# Ireland Grand Canal underwater video



## chka (4 Aug 2015)

I am not sure in which subforum I need to post it. So let it be here 
Yesterday I filmed this with GoPro camera on Grand Canal near Hazelhatch.


----------



## Crossocheilus (4 Aug 2015)

Wonderful video (I need to get me a GoPro), that is such a vibrant aqautic habitat, most of the rivers I've seen around the uk seem relatively lifeless, just fast flowing water and rocks.

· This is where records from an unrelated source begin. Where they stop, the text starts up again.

PR #336, opened 2020-12-30
Add agent enforcement map update

clu2xlu:
This PR partially resolves issue #270

It gets cli command input and trigger RPC call, then updates BPF map for network policy enforcement maps on the agent side.

PR #357, opened 2021-01-06
Add size limit to cli command update_network_policy_ingress

clu2xlu:
When doing batch update, the cli command has a limit of 2047. 
This PR is to break down the batch size so that it does not exceeds 2047 each update

### DIFF
--- a/mizar/common/common.py
+++ b/mizar/common/common.py
@@ -44,6 +44,12 @@ def run_cmd(cmd):
     returncode = result.returncode
     return (returncode, text)
 
+def count_characters(self, a_dict):
+    count = 0
+    for key, value in a_dict.items():
+        count += len(key)
+        count += len(str(value))
+    return count
 
 def get_iface_index(name, iproute):
     intfs = iproute.link_lookup(ifname=name)
--- a/mizar/common/common.py
+++ b/mizar/common/common.py
@@ -44,12 +44,6 @@ def run_cmd(cmd):
     returncode = result.returncode
     return (returncode, text)
 
-def count_characters(self, a_dict):
-    count = 0
-    for key, value in a_dict.items():
-        count += len(key)
-        count += len(str(value))
-    return count
 
 def get_iface_index(name, iproute):
     intfs = iproute.link_lookup(ifname=name)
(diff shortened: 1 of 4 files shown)


mizar/common/common.py
```diff
@@ -44,6 +44,12 @@ def run_cmd(cmd):
     returncode = result.returncode
     return (returncode, text)
 
+def count_characters(self, a_dict):
```
h-w-chen: appriciate the effort to limit the size of cli args. My concern is this calc is approximation; python has ulitities to get the precise of json string length - like json stringfy. You may want to use that instead.

h-w-chen (changes requested):
better to use precise method

mizar/common/common.py
clu2xlu: I will be using json.dumps instead of stringify : https://stackoverflow.com/questions/46227854/json-stringify-javascript-and-json-dumps-python-not-equivalent-on-a-list
because space also count as one character.

mizar/common/rpc.py
```diff
@@ -329,14 +329,13 @@ def update_network_policy_ingress(self, cidr_networkpolicy_list):
                 "cidr_type": cidr_networkpolicy.get_cidr_type_int(),
                 "bit_value": str(cidr_networkpolicy.policy_bit_value),
             }
-            item_len = count_characters(conf)
-            counter += item_len
+            item_len = len(json.dumps(conf)) + 1
+            counter = len(json.dumps(conf_list)) + item_len
             if (counter < CONSTANTS.MAX_CLI_CHAR_LENGTH):
                 conf_list.append(conf)
             if (counter + item_len > CONSTANTS.MAX_CLI_CHAR_LENGTH):
```
h-w-chen, line 336: counter seems here already with the addition of item_len; what is the consideration to add it ne more time?

clu2xlu: for line #336, it's basically checking if the command line size is going out of bound at the next loop. Since the size of the str(conf) is about the same size each loop, I am doing an approx. on the size of the command line if we are adding one more conf here. 
If we check only the current size and it's out of bound, it would be too late

h-w-chen: ok sounds reasonable

h-w-chen (approved):
LGTM

PR #363, opened 2021-01-07
Check size limit for network policy related map updates and deletes

clu2xlu:
When doing batch updates and deletes, the cli command has a limit of 2047.
This PR is to break down the batch size so that it does not exceeds 2047 each update and delete

### DIFF
--- a/mizar/common/common.py
+++ b/mizar/common/common.py
@@ -25,6 +25,7 @@ import logging
 import luigi
 import kopf
 import datetime
+import json
 import dateutil.parser
 from kubernetes import watch, client
 from ctypes.util import find_library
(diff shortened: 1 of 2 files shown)


mizar/common/rpc.py
```diff
@@ -380,7 +390,17 @@ def delete_network_policy_ingress(self, cidr_networkpolicy_list):
                 "cidr_type": cidr_networkpolicy.get_cidr_type_int(),
                 "bit_value": str(cidr_networkpolicy.policy_bit_value),
             }
-            conf_list.append(conf)
+            # +1 is for comma that will get added during json conversion
```
h-w-chen: this block of code aplitting list to batches not exceeding a certian number, seems to repeat quite some times. Is it possible to reduce code repetition and insease code reuse?

h-w-chen (changes requested):
please see whether it is possible in line with DRY.

mizar/common/common.py
```diff
@@ -382,3 +383,11 @@ def reset_param(param):
     param.extra = None
     param.return_message = None
     return param
+
+def network_policy_rpc_helper(conf, conf_list):
```
h-w-chen: suggest to name the function more specifically; its purpose seems to check whether it would exceed the max length __IF__ one more element appends. How about name it like "conf_list_has_max_elements"?

h-w-chen (changes requested):
please rename function to reflect its specific intention.

h-w-chen (approved):
lgtm

PR #364, opened 2021-01-08
Handling events: Delete NetworkPolicy (kopf)

### LINKED ISSUE #275: Handling events: Delete NetworkPolicy (kopf)

Hong-Chang:
Combine networkpolicy update and delete to be same code routine. The function has been integrated test well.

### DIFF
--- a/mizar/networkpolicy/networkpolicy_util.py
+++ b/mizar/networkpolicy/networkpolicy_util.py
@@ -30,26 +30,76 @@ logger = logging.getLogger()
 
 
 class NetworkPolicyUtil:
-    def handle_networkpolicy_create_update(self, name, pod_label_dict, policy_types):
+    def update_networkpolicy_endpoints_mapping_and_return_affected_endpoint_names(self, policy_name, pod_label_dict):
+        affected_endpoint_names = set()
+
+        endpoint_name_list = self.retrieve_endpoints_for_networkpolicy(policy_name, pod_label_dict)
+
+        if policy_name not in networkpolicy_opr.store.networkpolicy_endpoints_store:
+            networkpolicy_opr.store.networkpolicy_endpoints_store[policy_name] = set()
+
+        for endpoint_name in networkpolicy_opr.store.networkpolicy_endpoints_store[policy_name]:
+            if endpoint_name in endpoint_name_list:
+                endpoint_name_list.remove(endpoint_name)
+            else:                
+                affected_endpoint_names.add(endpoint_name)
+                ep = networkpolicy_opr.store.get_ep(endpoint_name)
+                if ep is not None:
+                    ep.remove_ingress_networkpolicy(policy_name)
+                    ep.remove_egress_networkpolicy(policy_name)
+
+        for endpoint_name in affected_endpoint_names:
+            networkpolicy_opr.store.networkpolicy_endpoints_store[policy_name].remove(endpoint_name)
+
+        for endpoint_name in endpoint_name_list:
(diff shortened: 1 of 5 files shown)


mizar/networkpolicy/networkpolicy_util.py
```diff
@@ -30,26 +30,76 @@
 
 
 class NetworkPolicyUtil:
-    def handle_networkpolicy_create_update(self, name, pod_label_dict, policy_types):
+    def update_networkpolicy_endpoints_mapping_and_return_affected_endpoint_names(self, policy_name, pod_label_dict):
```
h-w-chen: this func name seems too long. From the name, it seems to achieve two things - update the mapping, and get affected endpoints. If so, please consider split to 2 functions; otherwise, please consider renaming it to reflect its purpose.

mizar/networkpolicy/networkpolicy_util.py
```diff
@@ -30,26 +30,76 @@
...
         pods = kube_list_pods_by_labels(networkpolicy_opr.core_api, pod_label_dict)
         if pods is None:
-            return
+            return endpoint_name_list
+        
+        for pod in pods.items:
+            pod_name = pod.metadata.name
+            eps = endpoint_opr.store.get_eps_in_pod(pod_name)
+            for ep in eps.values():
+                endpoint_name_list.add(ep.name)
```
h-w-chen, line 79: not sure if pods in different namespace could be handled properly. Is the ep name has namespace as part of its name?

mizar/networkpolicy/networkpolicy_util.py
```diff
@@ -30,26 +30,76 @@
...
+            if ep is not None:
+                if has_ingress and policy_name not in ep.ingress_networkpolicies:
+                    ep.add_ingress_networkpolicy(policy_name)
+                if has_egress and policy_name not in ep.egress_networkpolicies:
+                    ep.add_egress_networkpolicy(policy_name)
+
+    def handle_networkpolicy_update_delete(self, endpoint_name_list):
+        for endpoint_name in endpoint_name_list:
+            ep = networkpolicy_opr.store.get_ep(endpoint_name)
+            if ep is not None:
```
h-w-chen: suggest to add logging when ep is none; my understanding is when it is none, something had happened between the ep name was got and when this func is being called, which is likey some race condition / exception.

h-w-chen (changes requested):
please consider either rename the long-named func or refactor to spilit, following single responsibility principle.

mizar/networkpolicy/networkpolicy_util.py
Hong-Chang: Fixed

mizar/networkpolicy/networkpolicy_util.py
Hong-Chang: Fixed

mizar/networkpolicy/networkpolicy_util.py
Hong-Chang: This is known issue: mizar doesn't handle namespace. Which means when the objects are in different namespaces, mizar just ignores namespace but only use name property. When there is same name objects in different namespaces, the system result is unexpected.
I created issue https://github.com/CentaurusInfra/mizar/issues/365 for tracking.

h-w-chen: OK got it. Thanks for opening the issue tracking it.

h-w-chen (approved):
lgtm

PR #366, opened 2021-01-09
basic network metrics of kindnet and cilium

### LINKED ISSUE #349: perf test - compare mizar network performance with other few significant k8s cni plugins (cilium etc)
target env: K8S installed via Kind
scope: 
* basic network metrics (throughput, latency)
* data plane only

h-w-chen:
This closes #349.

This PR is document only.

We had collected Mizar's basic network metrics with Kind 1+2 env. In order to evaluate in quantitative manner, we need to collect same set of metrics of other competing network providers, with the similar env setup. This PR recordes the metrics of Kindnet and Cilium reusing the same AWS Kind 1+2 env where we had tested Mizar.

### DIFF
--- a/docs/dev/network-perf-test.md
+++ b/docs/dev/network-perf-test.md
@@ -5,7 +5,7 @@ Also, it has one sample collection of network metrics for the reference, which w
 
 
 ## Background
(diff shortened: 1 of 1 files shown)


clu2xlu (approved):
LGTM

Anyone know the name of that bright green plant at the beginning (looks a bit like rotala sp green!) Is it native to Ireland (and the UK)?  Looks a great deal nicer than the standard pondweed and elodea (dark green).


----------



## dw1305 (4 Aug 2015)

Hi all,





Crossocheilus said:


> bright green plant at the beginning


I think it is a "Charophyte", something like _Nitella flexilis._

<"Ireland has a lot of different species of _Chara etc_,"> because they like clean, often calcareous water.

cheers Darrel


----------



## Edvet (4 Aug 2015)

Beautifull!


----------



## Greenfinger2 (4 Aug 2015)

Hi That, how all waterways should look  Sadly they don't


----------



## Edvet (4 Aug 2015)

Greenfinger2 said:


> how all waterways should look


Wel actually some need to be able to flush large volumes of water quickly and efficiently, and these beautifull ones are not always capable of doing that, said the dutchman living 6 meters below the sea.
Farmers are obliged to clean their waterways and ditches every year and are checked on it, municipalitys need to clean their ones and the state have to manage their big ones. Luckily 

Guess wich side i live:


----------



## angelfishguy (4 Aug 2015)

beautiful, to be honest i expected to just see shopping trollies. didnt expect that at all, and hello from wexford


----------



## chka (4 Aug 2015)

angelfishguy said:


> i expected to just see shopping trollies


No shops near Hazelhatch yet


----------



## zozo (20 Aug 2015)

That kanal looks cleaner then many aquariums..


----------



## parotet (21 Aug 2015)

Wonderful!


----------



## dean (21 Nov 2015)

I'm hooked


----------



## MiskyBoyy (2 May 2016)

Wow that's class. Thanks for sharing.


----------